In May 1995, Helen Hardacre, Director of the Reischauer Institute, initiated a project to commemorate both the 20th anniversary of the founding of the Institute and the 50th anniversary of the end of the Pacific War. The aim of the project was to publish a volume documenting the postwar development of Japanese studies in the United States in a number of disciplines in the humanities and social sciences. By late 1995 twelve noted scholars had been selected as contributors and were invited to present their papers in the Institute's Japan Forum series between spring 1996 and spring 1997. These talks formed a special part of the Forum during two academic years. The resulting volume comprises essays in the fields of history, religion, anthropology, literature, art, political science, and law. Each chapter chronicles postwar scholarship in a particular discipline and provides a useful bibliography. The authors include, from Harvard, Harold Bolitho, Albert M. Craig, Andrew Gordon, Helen Hardacre, Akira Iriye, and John M. Rosenfield; from Princeton, Kent E. Calder and Martin Collcutt; John W. Dower from MIT; Norma Field from the University of Chicago; Jennifer Robertson from the University of Michigan; and Frank K. Upham from New York University. Taken as a whole, the essays suggest that since 1945 Japanese studies in the United States has developed in relation to several factors, among them social and political change in Japan and the United States, shifts in dominant scholarly concerns about Japan, and changing evaluations of area studies. The volume serves to put current debates in historical perspective and helps to assess the field's achievements, to identify areas requiring more work, and to chart directions for the future.
Hardacre, Helen, ed., with Adam L. Kern. New Directions in the Study of Meiji Japan. Leiden, The Netherlands: Brill, 1997. 782 pp.
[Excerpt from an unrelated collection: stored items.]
PR #7639, opened 2018-01-08
Group scattered AST visitors into a `visitors` package

wilzbach:
I started off by moving the four visitors (`parsetime`, `permissive`, `strict`, `transitive`)
to their own package.
Then `visitor.d` and `visitors` looked a bit strange, so I moved `visitor.d` to `visitors/package.d`

As there is also `astXXXX`, `dmd.ast.visitors` would work too.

This volume of proceedings from the Conference on Meiji Studies (held at Harvard University May 4-6, 1994) presents a rare multinational interchange among professors, researchers, and graduate students investigating Japan. The authors present an array of intellectual perspectives on topics in the social sciences, humanities, and arts, employing a variety of theories and methodologies. The fifty-three essays reflect both an appreciation of past scholarship and a determination to destabilize existing paradigms about Meiji Japan in favor of a multiplicity of perspectives, perspectives that privilege subjectivity and non-elite groups. Attention to relations of power challenges the notions of modernization as the master narrative in Japan's recent history and of consensus as the primary characteristic of social interaction in Japan. The book will be useful not only to Meiji scholars, but also to those interested in contemporary Japan and postmodern theories of power.
Deptula, Nancy Monteith, and Michael M. Hess. The Edwin O. Reischauer Institute of Japanese Studies: A Twenty-Year Chronicle. Cambridge, MA: Harvard University, 1996. 225 pp.
This volume traces the growth of Japanese studies at Harvard from 1895-1995 as well as the history of the Japan/Reischauer Institute from 1973-1995. The author, Nancy Monteith Deptula, was associated with Harvard in many capacities for forty-two years and was on staff at the Reischauer Institute from its founding in 1973 until she retired from her position as Executive Director in 1995.